Step 3: Run and Test the RAG Optimizer Chatbot

Node.js:

Navigate to learn-redis-langcache/projects/rag-optimizer.
Run node index.js.

Python:

Navigate to learn-redis-langcache/projects/rag-optimizer.
Run python rag_app.py.

Testing Scenario:

Query 1 (Cache Miss, then LLM + Cache Store):
- You: What is the capital of France and what is it known for?
- Observe: Cache Miss..., Retrieving relevant documents..., Calling Mock LLM..., then Bot (from Mock LLM): ... and Final answer stored in LangCache. (This will take ~2 seconds due to mock LLM delay).
Query 2 (Cache Hit):
- You: Tell me about Paris, the French capital.
- Observe: Checking LangCache for final answer..., Cache Hit! (Score: X.XXX), Bot (from LangCache (Final Answer)): ... (This response should be very fast).
Query 3 (New Query, Cache Miss, then LLM + Cache Store):
- You: How does Python work and what is it used for?
- Observe: Cache Miss..., Retrieving relevant documents..., Calling Mock LLM..., then Bot (from Mock LLM): ... and Final answer stored in LangCache.
Query 4 (Cache Hit):
- You: Explain Python programming.
- Observe: Checking LangCache for final answer..., Cache Hit! (Score: X.XXX), Bot (from LangCache (Final Answer)): ...

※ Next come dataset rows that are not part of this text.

PR #866, opened 2020-07-17
finagle-redis: Add the RedisTracingFilter and RedisLoggingFilter back into the default Redis Stack

rpless:
Problem

I was experimenting with the Tracing module and instrumented a Redis Client. I noticed that Redis rpc calls did not get named unlike the Http calls that were being traced. After some discussion on gitter, @mosesn pointed out that a commit where the `RedisLoggingFilter` and `RedisTracingFilter` had been ported during the move from Netty 3 -> Netty 4, but had not been added back to the stack.

Solution

I added the `RedisLoggingFilter` and the `RedisTracingFilter` to the default client stack.

Result

This will add stats and tracing back to the Redis Client by default.

I followed the mysql client for adding the `role` and `module` definitions. If there as a better way to do this let me know and I can change it.

### DIFF
--- a/finagle-redis/src/main/scala/com/twitter/finagle/Redis.scala
+++ b/finagle-redis/src/main/scala/com/twitter/finagle/Redis.scala
@@ -74,7 +74,7 @@ object Redis extends Client[Command, Reply] with RedisRichClient {
       .insertBefore(DefaultPool.Role, RedisPool.module)
       .insertAfter(StackClient.Role.prepConn, ConnectionInitCommand.module)
       .replace(StackClient.Role.protoTracing, RedisTracingFilter.module)
-      .insertAfter(RedisLoggingFilter.role, RedisLoggingFilter.module)
+      .insertBefore(StackClient.Role.protoTracing, RedisLoggingFilter.module)
 
     private[finagle] val hashRingStack: Stack[ServiceFactory[Command, Reply]] =
       stack.insertAfter(BindingFactory.role, RedisPartitioningService.module)
--- a/finagle-redis/src/main/scala/com/twitter/finagle/Redis.scala
+++ b/finagle-redis/src/main/scala/com/twitter/finagle/Redis.scala
@@ -14,6 +14,7 @@ import com.twitter.finagle.param.{
 }
 import com.twitter.finagle.redis.RedisPartitioningService
 import com.twitter.finagle.redis.exp.{ConnectionInitCommand, RedisPool}
+import com.twitter.finagle.redis.filter.{RedisLoggingFilter, RedisTracingFilter}
 import com.twitter.finagle.redis.param.{Database, Password}
 import com.twitter.finagle.redis.protocol.{Command, Reply, StageTransport}
 import com.twitter.finagle.service.{ResponseClassifier, RetryBudget}
@@ -72,6 +73,8 @@ object Redis extends Client[Command, Reply] with RedisRichClient {
     private val stack: Stack[ServiceFactory[Command, Reply]] = StackClient.newStack
       .insertBefore(DefaultPool.Role, RedisPool.module)
       .insertAfter(StackClient.Role.prepConn, ConnectionInitCommand.module)
+      .replace(StackClient.Role.protoTracing, RedisTracingFilter.module)
+      .insertAfter(RedisLoggingFilter.role, RedisLoggingFilter.module)
 
     private[finagle] val hashRingStack: Stack[ServiceFactory[Command, Reply]] =
       stack.insertAfter(BindingFactory.role, RedisPartitioningService.module)
--- a/finagle-redis/src/main/scala/com/twitter/finagle/redis/filter/RedisLoggingFilter.scala
+++ b/finagle-redis/src/main/scala/com/twitter/finagle/redis/filter/RedisLoggingFilter.scala
@@ -1,12 +1,30 @@
 package com.twitter.finagle.redis.filter
 
-import com.twitter.finagle.{Service, SimpleFilter}
+import com.twitter.finagle._
 import com.twitter.finagle.redis.protocol._
 import com.twitter.finagle.redis.util.BufToString
 import com.twitter.finagle.stats.StatsReceiver
 import com.twitter.util.{Future, Return}
 
-private[redis] class RedisLoggingFilter(stats: StatsReceiver) extends SimpleFilter[Command, Reply] {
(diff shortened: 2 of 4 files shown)


rpless:
Realized I pushed with an old work account which is why the CLA wasn't showing up as signed. Fixed by pushing the same commit over the original one but associated with the correct email.

finagle-redis/src/main/scala/com/twitter/finagle/redis/filter/RedisLoggingFilter.scala
```diff
@@ -1,12 +1,30 @@
...
+  def module: Stackable[ServiceFactory[Command, Reply]] =
+    new Stack.Module1[param.Stats, ServiceFactory[Command, Reply]] {
+      val role: Stack.Role = RedisLoggingFilter.role
+      val description: String = RedisLoggingFilter.description
+
+      def make(statsParam: param.Stats, next: ServiceFactory[Command, Reply]): ServiceFactory[Command, Reply] = {
+        if (statsParam.statsReceiver.isNull)
+          next
+        else
+          new RedisLoggingFilter(statsParam.statsReceiver.scope("http")).andThen(next)
```
bryce-anderson: I suspect the scope isn't really supposed to be `"http"`.

bryce-anderson (changes requested):

finagle-redis/src/main/scala/com/twitter/finagle/redis/filter/RedisLoggingFilter.scala
rpless: Ah yes this looks copy-paste on my part, the original commit does not seem to add a scope. I can remove it. Alternatively some modules seem to scope the receiver to the protocol name like `http` so I could change it to that if it makes sense.

bryce-anderson: I suspect we want to follow what was originally there. It would normally be the job of whoever passes the stats receiver to us to define the scope, and if we need to go deeper this module would be in charge of naming that scope and passing it on.

finagle-redis/src/main/scala/com/twitter/finagle/Redis.scala
```diff
@@ -72,6 +73,8 @@ object Redis extends Client[Command, Reply] with RedisRichClient {
     private val stack: Stack[ServiceFactory[Command, Reply]] = StackClient.newStack
       .insertBefore(DefaultPool.Role, RedisPool.module)
       .insertAfter(StackClient.Role.prepConn, ConnectionInitCommand.module)
+      .replace(StackClient.Role.protoTracing, RedisTracingFilter.module)
+      .insertAfter(RedisLoggingFilter.role, RedisLoggingFilter.module)
```
hamdiallam: Does the `RedisLoggingFilter.role` exist in the client stack already? I believe using `insertAfter` here will not put it into the stack, since the role doesn't exists. Maybe before the tracing filter?

rpless: Ah yes, the role does not currently exist in the stack. Docs from `insertAfter` say: `If no elements match the role, then an unmodified stack is returned.` So looks like this is currently won't add the logging filter. I'll change it to insert before the tracing filter.

mosesn (approved):

bryce-anderson (approved):

jyanJing:
Hi @rpless ,
@enbnt and I have been having troubles pulling in this request, we both see the following error:

```
error: while searching for:
import com.twitter.util.{Duration, Monitor}
import java.net.SocketAddress

import com.twitter.finagle.redis.param.{Database, Password}

trait RedisRichClient { self: Client[Command, Reply] =>

error: patch failed: finagle/finagle-redis/src/main/scala/com/twitter/finagle/Redis.scala:23
error: finagle/finagle-redis/src/main/scala/com/twitter/finagle/Redis.scala: patch does not apply
Checking patch finagle/finagle-redis/src/main/scala/com/twitter/finagle/redis/filter/RedisLoggingFilter.scala...
Checking patch finagle/finagle-redis/src/main/scala/com/twitter/finagle/redis/filter/RedisTracingFilter.scala...
Checking patch finagle/finagle-redis/src/main/scala/com/twitter/finagle/redis/filter/RedisLoggingFilter.scala...
Checking patch finagle/finagle-redis/src/main/scala/com/twitter/finagle/Redis.scala...
error: while searching for:
      .insertBefore(DefaultPool.Role, RedisPool.module)
      .insertAfter(StackClient.Role.prepConn, ConnectionInitCommand.module)
      .replace(StackClient.Role.protoTracing, RedisTracingFilter.module)
      .insertAfter(RedisLoggingFilter.role, RedisLoggingFilter.module)

    private[finagle] val hashRingStack: Stack[ServiceFactory[Command, Reply]] =
      stack.insertAfter(BindingFactory.role, RedisPartitioningService.module)

error: patch failed: finagle/finagle-redis/src/main/scala/com/twitter/finagle/Redis.scala:74
error: finagle/finagle-redis/src/main/scala/com/twitter/finagle/Redis.scala: patch does not apply
```

@enbnt has tried to do a merge on Github but the error persists. 

Would you please do a rebase then I can try to pull it again? Thank you!

rpless:
Hi @jyanJing I believe that happens because one of the commits in this PR conflicts with [this commit in develop](https://github.com/twitter/finagle/commit/f8ab37c34cc5ec7b364cd18b7d49699d680724ac). I have rebased this Pull Request against `develop`. Please let me know if there are any issues.

jyanJing:
Hi @rpless, 

Thank you for rebasing the branch! I am able to pull it in and get the team's review. Since this change is made to the stack module with the tracing and logging filter, we are very careful with changes in that area because it might bring up latencies for services that use finagle-redis. So I am working with 2 other teams to canary the change now, to make sure we capture any behavior changes. It is not about your change, it is a critical area to be precautious about.

I wanted to let you know that it will take longer to merge this change, but I am actively working on it! Really appreciate for making this change!

Best regards,
Jing

jyanJing:
Hi @rpless 

canaries looks good, the change is [merged](https://github.com/twitter/finagle/commit/8755363c6ef9c87e8dd49007e8a44992d609ab03),

Thank you for the excellent work and your patience!

rpless:
Thanks for setting up the canary to test the change @jyanJing!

Notice how the retrieveRelevantChunks function in our mock setup will try to find documents containing keywords from your query. The mock LLM then uses this (or the lack of it) to formulate a response. The key takeaway is the dramatic speed difference and cost saving when LangCache delivers a hit!

Step 4: Advanced Challenges and Enhancements

Challenge Yourself:

Cache Retrieval Results (Advanced Caching Strategy):
- Modify the workflow to also cache the retrieved document chunks based on the user’s initial query.
- When a query comes in:
  - First, check LangCache for the final answer (as implemented).
  - If no final answer, then check LangCache for cached retrieval results (i.e., the relevantChunks themselves) using the user query as the prompt and a specific attribute like type: "retrieval".
  - If retrieval results are cached, use them directly.
  - If not cached, perform the retrieveRelevantChunks step, then cache these chunks (e.g., as a JSON string or an array of strings) in LangCache with type: "retrieval" before constructing the LLM prompt.
  - This creates a two-tier caching system.
Dynamic Thresholds:
- Implement logic to dynamically adjust the similarity_threshold based on user feedback (e.g., implicit feedback like “was this helpful?”).
Metrics and Monitoring:
- Keep a simple counter for cache hits and misses within your application and print them at the end or periodically. This simulates real-world monitoring.
Error Handling for LLM:
- Extend the mock_llm_response to sometimes “fail” or return an “unavailable” message to practice robust error handling for LLM API limits or downtime.

This project demonstrates the power of LangCache in optimizing complex AI workflows like RAG, where multiple interactions with costly resources can be significantly reduced by intelligent caching.